Linguistically Communicating Uncertainty in Patient-Facing Risk Prediction Models
Adarsa Sivaprasad, Ehud Reiter
TL;DR
This work tackles the challenge of communicating uncertainty in patient-facing AI-based risk tools in healthcare, arguing that trustworthy risk communication requires aligning explanations with patients' mental models. It synthesizes five facets of uncertainty—Performance Metrics, Confidence, Precision vs. Confidence, Model Reasoning, and Unknown Knowns—and demonstrates the need for patient-centered interfaces that combine local explanations, global context, and dialogue-based interactions, illustrated with CHD and IVF examples. The authors propose measurement and visualization approaches (e.g., $p$-values, reliability diagrams) and advocate qualitative studies to evaluate how explanations affect patients' mental models and trust.

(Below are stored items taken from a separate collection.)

PR #971, opened 2022-08-31
pipe - add input from Stdin

### LINKED ISSUE #836: separate gitleaks from git so any tool that feed unified diff log can be used as source
gitleaks is a great tool but is limited to git as a scm; would be nice if gitleaks (as security detection engine) could be separated from source log data (git or raw files if --no-git option is used)

something like: 
`git log -p --ancestry-path "$(git rev-parse HEAD~1)".."$(git rev-parse HEAD~0)" | gitleaks detect -v`
`hg log -g -p -r -2..tip | gitleaks detect -v`
`diff -ubwi file_a file_b | gitleaks detect -v`

as far as I know, there is no such universal tool around

cc @zricethezav

rommi4:
### Description:

with some copy-paste added pipe:
resolves #836 

usage example:
```
curl -sS -H "Accept: application/vnd.github.patch"  \
         -H "Authorization: Bearer ${TOKEN}" \
          https://api.github.com/repos/${OWNER}/${REPO}/compare/${BASE_REF}...${HEAD_REF}  | \
  ./gitleaks detect --pipe 
```
or
```
git log -p "${BASE_REF}...${HEAD_REF}" |  ./gitleaks detect --pipe
```

### Checklist:


zricethezav:
Thanks for the PR @rommi4! 

I want the `--pipe` option to be `git` agnostic. I.e, `--pipe` should be able to accept _any_ input, not just git diffs. This is useful for streaming applications and building services around gitleaks. That said, I think there is some value in your implementation of `FromPipe` in `git/git.go`. There could be some code that quickly checks the format of stdin which would either route the detection to `gitdiff.Parse(cmd, stdout)` or straight to `detect.DetectReader` (to be implemented).

Does that make sense? It's a bit early in the morning but I can provide some more context later with what I'm looking for for this feature

rommi4:
Hello, @zricethezav

Just updated my PR

There's simple check for [git input.](https://github.com/zricethezav/gitleaks/pull/971/files#diff-843a307bde5ddd61294c58685e121707f08adfacc34e49f7399cfc6e42e57947R368)
If git, proceed to `detect.DetectPipeGit`

`detect.DetectPipe` may be updated in future with parsers other than git
---
Already working from my fork for 2 weeks this way:
```
curl -sS  https://api.github.com/repos/${OWNER}/${REPO}/compare/${BASE_REF}...${HEAD_REF}  | ./gitleaks detect --pipe
```
suitable for checking pull requests in LARGE repos without checkout in Github Actions every time.

detect/detect.go
```diff
@@ -392,6 +393,105 @@ func (d *Detector) DetectGit(source string, logOpts string, gitScanType GitScanT
...
+		DetectReader string
+	)
+
+	input := io.ReadCloser(os.Stdin)
+	buf := new(bytes.Buffer)
+	buf.ReadFrom(input)
+	inputStr := buf.String()
+
+	if strings.Contains(inputStr, "diff --git") {
+		DetectReader = "git"
```
weineran, line 413: Does it make sense to move the d.DetectPipeGit call up here and remove the switch statement below?

Also, consider adding a Debug log (or Info?) saying that the input was inferred to be a git diff and will be scanned as such.

detect/detect.go
```diff
@@ -392,6 +393,105 @@ func (d *Detector) DetectGit(source string, logOpts string, gitScanType GitScanT
...
+	} else {
+		DetectReader = "unknown"
```
weineran, line 415: If it's not "git" does it make sense to just treat the input as a file and scan it? Not sure how complex that is, so if you think that should be deferred for future work, that's fine.

cmd/detect.go
```diff
@@ -114,6 +114,10 @@ func runDetect(cmd *cobra.Command, args []string) {
 	if err != nil {
 		log.Fatal().Err(err)
 	}
+	fromPipe, err := cmd.Flags().GetBool("pipe")
+	if err != nil {
+		log.Fatal().Err(err)
+	}
```
weineran, line 120: It looks like this duplicates lines 113-116?

weineran (changes requested):
General comment: Is it possible to unit test any of the new functionality?

Some specific comments in the code...

rommi4:
may be closed because of https://github.com/zricethezav/gitleaks/pull/1012

weineran:
@rommi4 Does #1012 meet your requirements as well?

rommi4:
Testing at the moment. Will update if find anything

The study outlines a concrete IVF-focused research plan (OPIS-based) to test and refine uncertainty communication strategies, with the goal of improving understandability and expectation management in patient-facing AI tools.
Abstract
This paper addresses the unique challenges associated with uncertainty quantification in AI models when applied to patient-facing contexts within healthcare. Unlike traditional eXplainable Artificial Intelligence (XAI) methods tailored for model developers or domain experts, additional considerations of communicating in natural language, its presentation and evaluating understandability are necessary. We identify the challenges in communication model performance, confidence, reasoning and unknown knowns using natural language in the context of risk prediction. We propose a design aimed at addressing these challenges, focusing on the specific application of in-vitro fertilisation outcome prediction.